# Timex Weekender as a watch for wearing with interchangeable straps.... Your thoughts please



## Brio1 (May 13, 2010)

I'm in search of a decent watch that would allow me to interchange straps according to whim, and possibly to complement "trad" attire. Your thoughts on this watch and other suggestions would be most appreciated. (Reviews would be ideal.) Thank you.


----------



## smmrfld (May 22, 2007)

You can find good deals on various Seiko 5 models on Amazon. Easily changeable 18mm NATO straps give you lots of options.


----------



## WouldaShoulda (Aug 5, 2009)

Good choice, get one black and one white face to mix it up!!


----------



## Brio1 (May 13, 2010)

smmrfld said:


> You can find good deals on various Seiko 5 models on Amazon. Easily changeable 18mm NATO straps give you lots of options.


Thanks for the recommendation. Are you recommending that one pay twice as much - than the weekender- for the Seiko 5? (However, it is an automatic rather than quartz movement.)


----------



## Brio1 (May 13, 2010)

WouldaShoulda said:


> Good choice, get one black and one white face to mix it up!!


It is a good thing that I was not able to decide between the dials (i.e. face) in a local store! I can buy both the black and white dials on Amazon for a lower price. Thanks.


----------



## hardline_42 (Jan 20, 2010)

Brio1 said:


> Thanks for the recommendation. Are you recommending that one pay twice as much - than the weekender- for the Seiko 5? (However, it is an automatic rather than quartz movement.)


The Timex is basically a throw-away watch. It's not bad at what it does (tell time) and that is enough for most people. The Seiko 5 line of watches represent an unbeatable value even at several times the price of a Timex. The movements are stout (although non-hacking in most models) and the fit and finish are tight. They also have a myriad of designs to fit most tastes. I'd say both options are "trad," the Timex for its no-frills utilitarianism and the Seiko as something just a bit more precious but no less hard-wearing.


----------



## Brio1 (May 13, 2010)

hardline_42 said:


> The Timex is basically a throw-away watch. It's not bad at what it does (tell time) and that is enough for most people. The Seiko 5 line of watches represent an unbeatable value even at several times the price of a Timex. The movements are stout (although non-hacking in most models) and the fit and finish are tight. They also have a myriad of designs to fit most tastes. I'd say both options are "trad," the Timex for its no-frills utilitarianism and the Seiko as something just a bit more precious but no less hard-wearing.

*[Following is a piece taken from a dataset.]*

Issue #67, opened 2018-02-01
Re-visit definition/structure of internal packages


rock3r:
Since v0.5.0 we have exposed the `ViolationsEvaluator` interface in the public API (see #45). The interface has a single method, which takes in a `Set<Violations>`, but the `Violations` class is in the `internal` package. It should be moved up one level to be officially part of the public API.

Do you happen to know how many years the warranty is on the Seiko? It is one year on the Timex. Thanks.


----------



## hardline_42 (Jan 20, 2010)

Brio1 said:


> Do you happen to know how many years the warranty is on the Seiko? It is one year on the Timex. Thanks.

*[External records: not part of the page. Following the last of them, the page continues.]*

PR #73, opened 2018-02-02
[PT-508]: Prepare gradle plugin repo release

tobiasheine:
### Description
This PR prepares the release to to the [Gradle Plugins Repositiory](https://plugins.gradle.org/) using use [Gradle Publish Plugin](https://plugins.gradle.org/docs/publish-plugin). 

Next steps would be:
- approve the PR 
- publish via `publishPlugins` from my local machine to see whether it works
- update `.gradle/gradle.properties` on the CI with the credentials
- merge this PR

### Considerations
- Update readme to mention Kotlin Projects
- Add instructions how to apply the plugin from the Gradle Plugin Repository
- Configure the Gradle Publish Plugin


gradle/publish.gradle
```diff
@@ -1,7 +1,9 @@
 version = '0.5.1'
+group = 'com.novoda.gradle-static-analysis-plugin'
 String tag = "v$project.version"
 groovydoc.docTitle = 'Static Analysis Plugin'
 
+apply plugin: "com.gradle.plugin-publish"
```
mr-archano: single quotes pls

gradle/publish.gradle
```diff
@@ -1,7 +1,9 @@
 version = '0.5.1'
+group = 'com.novoda.gradle-static-analysis-plugin'
```
mr-archano: it seems like this is overlapping with the properties we use to publish to bintray (`groupId` + `artifactId`), what if we define those as local vars here and we compose `group` as convolution (ie: `group = "$groupId.$artifactId"`)?

tobiasheine: I added them as constants to be reused all over the script

README.md
```diff
@@ -47,12 +47,17 @@ buildscript {
         classpath 'com.novoda:gradle-static-analysis-plugin:0.5.1'
     }
 }
-```
 
-You can then apply the plugin via:
+apply plugin: 'com.novoda.static-analysis'
+```
+
```
rock3r: Maybe missing an OR, the two ways seem both required right now

README.md
```diff
@@ -47,12 +47,17 @@ buildscript {
...
-You can then apply the plugin via:
+apply plugin: 'com.novoda.static-analysis'
+```
+        
+Apply the plugin from the [Gradle Plugins Repository](https://plugins.gradle.org/):
 
 ```gradle
-apply plugin: 'com.novoda.static-analysis'
+plugins {
+    id 'com.novoda:gradle-static-analysis-plugin' version ''
```
rock3r: ⚠️ missing the `version` value!

gradle/publish.gradle
```diff
@@ -33,6 +41,20 @@ githubPages {
     }
 }
 
+pluginBundle {
```
rock3r: Maybe add a `displayName` too?

tobiasheine: Mmh there is a `displayName`

```
displayName = 'Gradle static analysis plugin'
```

rock3r: I am blind LOL

build.gradle
```diff
@@ -4,11 +4,15 @@ subprojects {
     buildscript {
         repositories {
             jcenter()
+            maven {
```
tasomaniac: nit: these 3 lines can be replaced by `gradlePluginPortal()`
If it is not available, we can update gradle version to `4.4.1` to replace it. 

Can be done later too.

README.md
```diff
@@ -47,12 +47,17 @@ buildscript {
...
-You can then apply the plugin via:
+apply plugin: 'com.novoda.static-analysis'
+```
+        
+or from the [Gradle Plugins Repository](https://plugins.gradle.org/):
 
 ```gradle
-apply plugin: 'com.novoda.static-analysis'
+plugins {
+    id 'com.novoda:gradle-static-analysis-plugin' version '0.5.1'
```
tasomaniac: :x: What about keeping both consistent? 
I think this should be `com.novoda.static-analysis`.
Also `gradle` and `plugin` words are redundant in this context. Having them in the repo name makes sense tho but maybe not in this name here.

gradle/publish.gradle
```diff
@@ -1,14 +1,22 @@
+ext {
+    GROUP_ID = 'com.novoda'
+    ARTIFACT_ID = 'gradle-static-analysis-plugin'
+    WEBSITE = 'https://github.com/novoda/gradle-static-analysis-plugin'
+}
+
 version = '0.5.1'
+group = "$GROUP_ID.$ARTIFACT_ID"
```
tasomaniac: I wonder if this `group` variable is used. 🤔

gradle/publish.gradle
```diff
@@ -33,6 +41,20 @@ githubPages {
...
 
+pluginBundle {
+    website = WEBSITE
+    vcsUrl = WEBSITE
+    description = 'A Gradle plugin to easily apply the same setup of static analysis tools across different Android, Java or Kotlin projects.'
+    tags = ['java', 'kotlin', 'android', 'static analysis', 'code quality']
+
+    plugins {
+        gradleStaticAnalysisPlugin {
+            id = "$GROUP_ID.$ARTIFACT_ID"
```
tasomaniac: Same comment here. 
Also in jCenter, we have the full name `gradle-static-analysis-plugin` as id because jCenter contains all libraries. So having gradle and plugin names make sense. 

But Gradle Plugin Portal only consist of those. So we should really have just `com.novoda.static-analysis`

README.md
mr-archano: @tasomaniac has a good point here: I believe this needs to follow the naming we use with `apply` method, so in this case `com.novoda.static-analysis`.

gradle/publish.gradle
```diff
@@ -1,14 +1,22 @@
+ext {
+    GROUP_ID = 'com.novoda'
```
mr-archano: these are all variables, not constants, so we can avoid to use the ALL_CAPS format here

gradle/publish.gradle
mr-archano: I'm not sure either: the [documentation](https://docs.gradle.org/current/userguide/plugins.html#sec:plugin_markers) mentions that only `plugin.id` and `plugin.version` are used to index an entry in the portal, but then the mention of [`java-gradle-plugin`](https://guides.gradle.org/implementing-gradle-plugins/#plugin-development-plugin) makes everything more confused

gradle/publish.gradle
tobiasheine: that makes sense 👍

README.md
tobiasheine: yep, I agree 💯

gradle/publish.gradle
tobiasheine: True that, I followed this [documentation](https://plugins.gradle.org/docs/publish-plugin) which also just mentions the `version`. Will remove the `group` for now.

build.gradle
tobiasheine: done 👍

gradle/wrapper/gradle-wrapper.properties
```diff
@@ -2,4 +2,4 @@ distributionBase=GRADLE_USER_HOME
 distributionPath=wrapper/dists
 zipStoreBase=GRADLE_USER_HOME
 zipStorePath=wrapper/dists
-distributionUrl=https\://services.gradle.org/distributions/gradle-4.3.1-all.zip
+distributionUrl=https\://services.gradle.org/distributions/gradle-4.4.1-all.zip
```
mr-archano: have you used the `wrapper` task to do this? I'm just asking because sometimes that updates also the wrapper scripts and such

tobiasheine: No I didn't. Will do that 👍

tobiasheine: It changed the path from `distributionUrl=https\://services.gradle.org/distributions/gradle-4.4.1-all.zip` to `distributionUrl=https\://services.gradle.org/distributions/gradle-4.4.1-bin.zip` 🤔

mr-archano: we actually want `all.zip`

build.gradle
```diff
@@ -23,3 +25,8 @@ subprojects {
         }
     }
 }
+
+task wrapper(type: Wrapper) {
+    gradleVersion = '4.4.1'
```
mr-archano: In future we can just bump the version here and run `./gradlew wrapper` to update the Gradle distribution

tobiasheine:
Just released it manually:
https://plugins.gradle.org/plugin/com.novoda.static-analysis

mr-archano:
@tobiasheine it would be good to add a follow-up task to update the credentials on the CI before next release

Seiko factory warranty is three years if purchased in the US from an authorized dealer.


----------



## vwguy (Jul 23, 2004)

I bought a Seiko 5 from Amazon a few months back, I've only worn it a few times and I can no longer adjust the day/date. My el cheapo Timex that's years old is still running like a champ, go figure.

Brian


----------



## hardline_42 (Jan 20, 2010)

vwguy said:


> I bought a Seiko 5 from Amazon a few months back, I've only worn it a few times and I can no longer adjust the day/date. My el cheapo Timex that's years old is still running like a champ, go figure.
> 
> Brian


Can you elaborate on the problem? Seiko's "quickset" date feature can be tricky if it gets out of phase.


----------



## Brio1 (May 13, 2010)

hardline_42 said:


> Can you elaborate on the problem? Seiko's "quickset" date feature can be tricky if it gets out of phase.

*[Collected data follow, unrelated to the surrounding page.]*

PR #76, opened 2018-02-06
PT-548: Consume gradle plugins repo credentials from secrets.properties

tobiasheine:
### Description 
According to the [documentation](https://plugins.gradle.org/docs/submit) the credentials for the gradle plugins repository need to be put to the `gradle.properties`. But this would mean we'd depend on a specific machine.

I checked the [source code](https://plugins.gradle.org/m2/com/gradle/publish/plugin-publish-plugin/0.9.1/?_ga=2.243434636.886326088.1517819728-636804111.1514966621) of the plugin (the last version which is available as open source) and found out that we can overwrite this by setting a system property `com.gradle.login.properties.file` and link to another file instead.

Since we're using the `build-properties` plugin we decided to use the `secrets.properties`. The goal of this PR is to set `com.gradle.login.properties.file` to the path of `secrets.properties` if it is available and contains the needed credentials.

### Considerations
- If `secrets.properties` exists and it contains `gradle.publish.key`, `gradle.publish.secret` set `com.gradle.login.properties.file` to it's absolute path

### DIFF
--- a/gradle/publish.gradle
+++ b/gradle/publish.gradle
@@ -69,8 +69,6 @@ prepareGhPages.dependsOn groovydoc
 publishGhPages.dependsOn prepareGhCredentials
 
 task prepareGradlePluginsRepoRelease {
-    description = "Prepare the release to the Gradle Plugins Repository"
-    group = 'release'
     doLast {
         // force evaluation of properties to check whether they're there or not
         buildProperties.secrets['gradle.publish.key'].string
--- a/gradle/publish.gradle
+++ b/gradle/publish.gradle
@@ -84,11 +84,11 @@ private static void validateSecrets(File secretsProperties) {
     def props = new Properties()
     secretsProperties.withInputStream { props.load(it) }
 
-    if (!props.hasProperty('gradle.publish.key')) {
+    if (!props.containsKey('gradle.publish.key')) {
         throw new GradleException('Could not find find gradle.publish.key in secrets.properties')
     }
 
-    if (!props.hasProperty('gradle.publish.secret')) {
+    if (!props.containsKey('gradle.publish.secret')) {
         throw new GradleException('Could not find find gradle.publish.secret in secrets.properties')
     }
 }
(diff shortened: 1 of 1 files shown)


gradle/publish.gradle
```diff
@@ -66,10 +68,35 @@ task prepareGhCredentials {
 prepareGhPages.dependsOn groovydoc
 publishGhPages.dependsOn prepareGhCredentials
 
+task prepareGradlePluginsRepoRelease {
+    description = "Prepare the release to the Gradle Plugins Repository"
+    group = 'release'
+    doLast {
+        def secretsProperties = rootProject.file('secrets.properties')
+        if (secretsProperties.exists()) {
```
mr-archano: I believe we can just assume that we *always* expect the credentials to be part of `secrets.properties` and let the `gradle-build-properties-plugin` to deal with that. This task's action would become:
```
// force evaluation of properties to check whether they're there or not
buildProperties.secrets['gradle.publish.key'].string
buildProperties.secrets['gradle.publish.secret'].string
System.properties['com.gradle.login.properties.file'] = rootProject.file('secrets.properties')
```

gradle/publish.gradle
```diff
@@ -66,10 +68,35 @@ task prepareGhCredentials {
...
+            validateSecrets(secretsProperties)
```
tasomaniac: validateSecrets already checks essentially that the file exists. We can simplify by removing the if statement.

gradle/publish.gradle
```diff
@@ -66,10 +68,35 @@ task prepareGhCredentials {
 prepareGhPages.dependsOn groovydoc
 publishGhPages.dependsOn prepareGhCredentials
 
+task prepareGradlePluginsRepoRelease {
+    description = "Prepare the release to the Gradle Plugins Repository"
+    group = 'release'
```
tasomaniac: `nit`: When `group` is set, it shows up in the IDE. It is more for tasks that are meant to be run manually. Since this is a helper, `group` is not necessary. Also `description`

I will keep the Seiko in mind, but will probably buy a Timex Weekender. I've spent several thousand dollars on "fine swiss timepieces", so it will be nice to acquire a watch @ $30.


----------



## vwguy (Jul 23, 2004)

hardline_42 said:


> Can you elaborate on the problem? Seiko's "quickset" date feature can be tricky if it gets out of phase.


Yesterday after I adjusted the time and then tried to adjust the day & date, it didn't work. I could get the day to change one day at a time and that was it, then it wouldn't change at all. The date would move a bit, but stayed stuck on the date. Then at some point the pin nothing at all would happen for either feature. As the watch goes thru the hours, the day & date will change in a 24 hour period. So, if you have any tips or tricks to get it working again, I'd love to hear it.

Brian


----------



## smmrfld (May 22, 2007)

Brio1 said:


> Thanks for the recommendation. Are you recommending that one pay twice as much - than the weekender- for the Seiko 5? (However, it is an automatic rather than quartz movement.)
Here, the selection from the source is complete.